In Manhattan (other boroughs have their own) it is 14th Street and below as the actual "Downtown". The reason is, our actual Business District is so large it is divided into Midtown and Downtown. ANd many more subdivisions if you want to get technical..


----------



## Boris550 (Sep 21, 2004)

Calgary's "Centre City Plan" pretty much says it all. Downtown would include the Beltline (south of the CPR tracks), the CBD (center area), Downtown West End, Eau Claire, the Rivers District (East Village), Chinatown, Prince's Island Park, and the Stampede grounds. 

The Centre City plan is a combination of development plans and many people would consider the beltline to be part of downtown, even though it is physically seperated from the CBD be the railway.


----------



## DnH (Aug 3, 2003)

Swedish/European Citys are sometimes very different from american ones.
This is the official downtown/Innercity area of stockholm.


----------



## mad_nick (May 13, 2004)

Rene Nunez said:


> In Manhattan (other boroughs have their own) it is 14th Street and below as the actual "Downtown". The reason is, our actual Business District is so large it is divided into Midtown and Downtown. ANd many more subdivisions if you want to get technical..


I'd say the Downtown CBD is limited to south of Canal or perhaps south of Chambers. North of that it's mostly residential or a mix of residential and commercial. IMHO, the Midtown CBD is delimited by 8th Ave, 3rd Ave, 34th Street and 59th Street. (though there is a significant amount of commercial below 34th as well)


----------



## HowardL (Jan 16, 2004)

I take a conservative approach for Chicago. For me, Downtown = Loop. The Loop flows seamlessly into surrounding high density neighborhoods, but I don't think of North Michigan Avenue or Streetville or River North as "downtown." They are, however, right next to it.

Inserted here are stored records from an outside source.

PR #6798, opened 2022-12-14
Added BlockPools tabs count verification to cover BZ #2096513

DanielOsypenko:
Fixes BZ #2096513

Signed-off-by: Daniel Osypenko <dosypenk@redhat.com>

### DIFF
--- a/ocs_ci/ocs/ui/base_ui.py
+++ b/ocs_ci/ocs/ui/base_ui.py
@@ -207,6 +207,18 @@ class BaseUI:
         """
         return self.driver.find_element(by=locator[1], value=locator[0]).text
 
+    def get_elements(self, locator):
+        """
+        Get an elements list. Useful to count number of elements presented on page, etc.
+
+        Args:
+            locator (set): (GUI element needs to operate on (str), type (By)).
+
+        Return:
+            list: The list of WebElements
+        """
+        return self.driver.find_elements(by=locator[1], value=locator[0])
+
     def page_has_loaded(self, retries=5, sleep_time=1):
         """
         Waits for page to completely load by comparing current page hash values.
--- a/ocs_ci/ocs/ui/validation_ui.py
+++ b/ocs_ci/ocs/ui/validation_ui.py
@@ -291,6 +291,11 @@ class ValidationUI(PageNavigator):
                     self.validation_loc["storage-system-status-card-hyperlink"],
                     enable_screenshot=True,
                 )
+            # verify that only one BlockPools tab is present. BZ #2096513
+            blockpools_tabs = self.get_elements(self.validation_loc["blockpools"])
+            if len(blockpools_tabs) > 1:
+                logger.critical("Multiple BlockPools tabs were found. BZ #2096513")
+                warnings.warn("Multiple BlockPools tabs were found. BZ #2096513")
             logger.info("Click on StorageSystems breadcrumb")
             self.do_click((self.validation_loc["storagesystems"]))
             logger.info("Navigate back to ODF Overview page")


OdedViner (approved):

ocs_ci/ocs/ui/base_ui.py
```diff
@@ -207,6 +207,18 @@ def get_element_text(self, locator):
...
+        """
+        Get an elements list. Useful to count number of elements presented on page, etc.
+
+        Args:
+            locator (set): (GUI element needs to operate on (str), type (By)).
+
+        Return:
+            list: The list of WebElements
+        """
+        return self.driver.find_elements(by=locator[1], value=locator[0])
```
am-agrawa, line 220: Can you pls fetch text of matching elements found and print as Info?

DanielOsypenko: If I understood correctly, that you want to print text of every elements, there are few reasons why not to do that: 
1) The elements not always have a text, e.g. navigation btns, icons, infographics, meaning you will see lots of empty lines
2) the rest general functions in base_ui.py such as get_element_text(), check_element_text() don't have print of the text, it will over-inflate logs and not so useful in case when we don't need the text
3) this function is intended to see a number of elements on the page, make assertion e.g.  len(webElementsList) == 0; iterate the list of elements, take a random element from the list, etc. If this will be a crucial logic of the test is
4) it may be so the list of elements has dozens of elements.. too much for printing, and in the same time you always can print their text implicitly, while iterating the list from the test/procedure

am-agrawa: > If I understood correctly, that you want to print text of every elements, there are few reasons why not to do that:
> 
> 1. The elements not always have a text, e.g. navigation btns, icons, infographics, meaning you will see lots of empty lines
> 2. the rest general functions in base_ui.py such as get_element_text(), check_element_text() don't have print of the text, it will over-inflate logs and not so useful in case when we don't need the text
> 3. this function is intended to see a number of elements on the page, make assertion e.g.  len(webElementsList) == 0; iterate the list of elements, take a random element from the list, etc. If this will be a crucial logic of the test is
> 4. it may be so the list of elements has dozens of elements.. too much for printing, and in the same time you always can print their text implicitly, while iterating the list from the test/procedure

Then why not use the existing function from base_ui?
`def check_element_text(self, expected_text, element="*"):`

ocs_ci/ocs/ui/validation_ui.py
```diff
@@ -291,6 +291,11 @@ def odf_overview_ui(
                     self.validation_loc["storage-system-status-card-hyperlink"],
                     enable_screenshot=True,
                 )
+            # verify that only one BlockPools tab is present. BZ #2096513
+            blockpools_tabs = self.get_elements(self.validation_loc["blockpools"])
+            if len(blockpools_tabs) > 1:
+                logger.critical("Multiple BlockPools tabs were found. BZ #2096513")
```
am-agrawa, line 297: Shouldn't we fail the test here?

DanielOsypenko: having warnings.warn next line the test will proceed until the end and fail in the end with proper output

ocs_ci/ocs/ui/base_ui.py
DanielOsypenko: because it is different:
self.driver.find_element != self.driver.find_elements

am-agrawa: > because it is different: self.driver.find_element != self.driver.find_elements

Pls check the function again
```
element_list = self.driver.find_elements_by_xpath(
            f"//{element}[contains(text(), '{expected_text}')]"
        )
        return len(element_list) > 0
```

ocs_ci/ocs/ui/validation_ui.py
am-agrawa: I don't think it's necessary to proceed if the test is failing at this point

ocs_ci/ocs/ui/base_ui.py
DanielOsypenko: please, specify what should I check again?

am-agrawa: Updated above comment

DanielOsypenko: I see this function, this is good function, but not what the test requires. We need to have a common routine to find element list (not verify that the number of elements is larger than 0). The func description is in a docstring.

am-agrawa (approved):

vavuthu (approved):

Honestly, I don't even use the term downtown too much. I call it the Loop and think of it in terms of anything bounded by Congress, Michigan, main and south branch of the Chicago River. Basically what lies within a block or so of the elevated.


----------



## hudkina (Oct 28, 2003)

Detroit's "downtown" is easily defined, as it is bounded by freeways on three sides and the river to the south. However, Detroit's downtown is basically just the "skyscraper" CBD and doesn't include areas that would normally be considered parts of a downtown. The most liberal definition of "downtown" Detroit would be Grand Blvd. which was basically built as a "beltway" loop around the old city in a time before highways. In any case, Detroit's real downtown boundaries lie somewhere between the CBD and Grand Blvd.


----------



## wickedestcity (Jul 23, 2004)

i disagree with you HowardL, our city is center is growing with leaps and bounds , i an most anyone else would most def. include those and many more areas into the greater "downtown" Chicago area.the area bound to the east by the lake the north by 
Division the south by the 55 and the west by Ashland encludes neiborhoods such as: Old Town,Gold Coast Cabrini Green,Near North,Steeterville and Northwestern,River North,Fulton River District,Cityfrount Center ,The Loop,The west Loop,south loop,Lakeshore East,Near West Side/Greektown,,Printers Row and Dearborn Park1,Near South and Chinatown,McCormick Place,Pilsen,central Station and Dearborn Park2,and even kinzei station,university village,uic and little italy,or greektown etc. can bee considered by some to be all part of the central area.


----------



## nomarandlee (Sep 24, 2005)

wickedestcity said:


> i disagree with you HowardL, our city is center is growing with leaps and bounds , i an most anyone else would most def. include those and many more areas into the greater "downtown" Chicago area.the area bound to the east by the lake the north by
> Division the south by the 55 and the west by Ashland encludes neiborhoods such as: Old Town,Gold Coast Cabrini Green,Near North,Steeterville and Northwestern,River North,Fulton River District,Cityfrount Center ,The Loop,The west Loop,south loop,Lakeshore East,Near West Side/Greektown,,Printers Row and Dearborn Park1,Near South and Chinatown,McCormick Place,Pilsen,central Station and Dearborn Park2,and even kinzei station,university village,uic and little italy,or greektown etc. can bee considered by some to be all part of the central area.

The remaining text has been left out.